Qui croit encore, de façon encore plus générale, au socialisme ? Et qui pense sincèrement que le libéralisme, le capitalisme – auxquels pourtant le monde entier semble s’être rallié, de gré ou de force – sont de bons systèmes ? Si « bons » qu’on ne cesse de dénoncer les disparités, les injustices qu’ils engendrent. Sans parler de l’individualisme, si contraire aux cultures africaines, la domination des intérêts particuliers sur l’intérêt général qu’ils suscitent.
Le désarroi idéologique est mondial. Il suffit pour s’en rendre compte d’aller se promener dans ce qui était, il n’y a encore pas très longtemps, la deuxième puissance mondiale : l’Union soviétique. Ne croyant plus au communisme, et pas tout à fait encore au libéralisme, les foules s’y réfugient dans la religion, les sectes, les superstitions. N’est-ce pas aussi ce désarroi qui a entraîné, ici et là, une montée de ce qu’on appelle l’islamisme ?
Revenons à l’Afrique. On se gausse, en Europe, en Amérique et aujourd’hui en Asie, de ses échecs, de son incapacité à surmonter elle-même ses difficultés. Et, après avoir essayé de « vendre » aux Africains toutes sortes de recettes de développement (qui ont toutes échoué), on essaie de leur vendre aujourd’hui l’idée que, sans démocratie, point de salut.
Sans démocratie, point de développement. Je suis un peu étonné qu’on puisse avancer ce genre d’affirmation, au moment où l’on a sous les yeux la preuve du contraire : l’extraordinaire succès économique de la Chine.
Je suis étonné également que, parmi les orateurs entendus ici, aucun n’ait réellement remis en question ce qui est considéré aujourd’hui comme un dogme : « Il faut faire de
la démocratie. »
Pourtant, la démocratie voulue par l’Occident n’est-elle pas parfois dangereuse ? Dans des pays pluriethniques, le multipartisme n’encourage-t-il pas l’ethnicisme, n’exacerbe-
t-il pas le tribalisme ? N’y a-t-il pas eu plus de morts « politiques » en Afrique après qu’on y eut imposé la dissolution des partis uniques qu’avant ? Ne va-t-on pas, de la
même façon, compter bientôt plus de morts en Irak après qu’avant Saddam?
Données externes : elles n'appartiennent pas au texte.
PR #2120, opened 2018-06-15
Fix non-deterministic query in QCAlgorithm.GetSubscription

### LINKED ISSUE #2119: BasicTemplateCryptoAlgorithm regression failing
#### Expected Behavior
`BasicTemplateCryptoAlgorithm` backtest should always return the same results.

#### Actual Behavior
`BasicTemplateCryptoAlgorithm` returns different results for a backtest with the Test runner vs LEAN launcher.

#### Reproducing the Problem
Run the `BasicTemplateCryptoAlgorithm` with LEAN launcher: **10 trades** (correct)
Run the `BasicTemplateCryptoAlgorithm` with Test runner: **5 trades** (incorrect)

#### System Information
Windows 10

#### Checklist

StefanoRaggi:
#### Description
`QCAlgorithm.GetSubscription` now searches for the first matching subscription in an enumerable sorted by `Symbol` and `TickType`.

#### Related Issue
Closes #2119 

#### Motivation and Context
`BasicTemplateCryptoAlgorithm` is returning different results for a backtest with the Test runner vs LEAN launcher.

No.

`BasicTemplateCryptoAlgorithm` is now consistently returning the same results.
Previously, when running in the test runner, the last 5 orders were never submitted because the EMA values were always zero (due to the wrong consolidators being selected).

#### Types of changes

#### Checklist:

### DIFF
--- a/Algorithm/QCAlgorithm.Indicators.cs
+++ b/Algorithm/QCAlgorithm.Indicators.cs
@@ -1332,12 +1332,15 @@ namespace QuantConnect.Algorithm
             SubscriptionDataConfig subscription;
             try
             {
+                // deterministic ordering is required here
+                var subscriptions = SubscriptionManager.Subscriptions.OrderBy(x => x.TickType);
+
                 // find our subscription to this symbol
-                subscription = SubscriptionManager.Subscriptions.FirstOrDefault(x => x.Symbol == symbol && (tickType == null || tickType == x.TickType));
+                subscription = subscriptions.FirstOrDefault(x => x.Symbol == symbol && (tickType == null || tickType == x.TickType));
                 if (subscription == null)
                 {
                     // if we can't locate the exact subscription by tick type just grab the first one we find
-                    subscription = SubscriptionManager.Subscriptions.First(x => x.Symbol == symbol);
+                    subscription = subscriptions.First(x => x.Symbol == symbol);
                 }
             }
             catch (InvalidOperationException)


Algorithm/QCAlgorithm.Indicators.cs
```diff
@@ -1332,12 +1332,17 @@ public SubscriptionDataConfig GetSubscription(Symbol symbol, TickType? tickType)
             SubscriptionDataConfig subscription;
             try
             {
+                // deterministic ordering is required here
+                var subscriptions = SubscriptionManager.Subscriptions
+                    .OrderBy(x => x.Symbol)
+                    .ThenBy(x => x.TickType);
```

Après qu’avant la « démocratisation » à la mode américaine ?
Je suis surpris, enfin, qu’aucun des orateurs qui m’ont précédé n’ait évoqué l’idée d’aller chercher dans le fonctionnement des sociétés traditionnelles africaines des modèles pour aujourd’hui. Qu’on m’autorise à citer, par exemple, les propos tenus, l’an dernier, par l’éminent africaniste Georges Balandier à un journaliste de L’Express (9/10/2003) : « Les colonisateurs ont présenté la palabre comme un mal de l’Afrique, une façon de substituer la parole à l’efficacité. C’est une erreur de jugement. Lors d’une palabre, les représentants des diverses composantes d’une population se réunissent pour élaborer des décisions acceptables par l’ensemble de la collectivité. Ce mode d’argumentation – transposé – seraitplus démocratique que celui de pseudo-Parlements
où les jeux sont faits d’avance et où les rapports d’autorité empêchent de véritables débats. »

* Écrivain et éditeur. Ancien directeur de la rédaction de Jeune Afrique.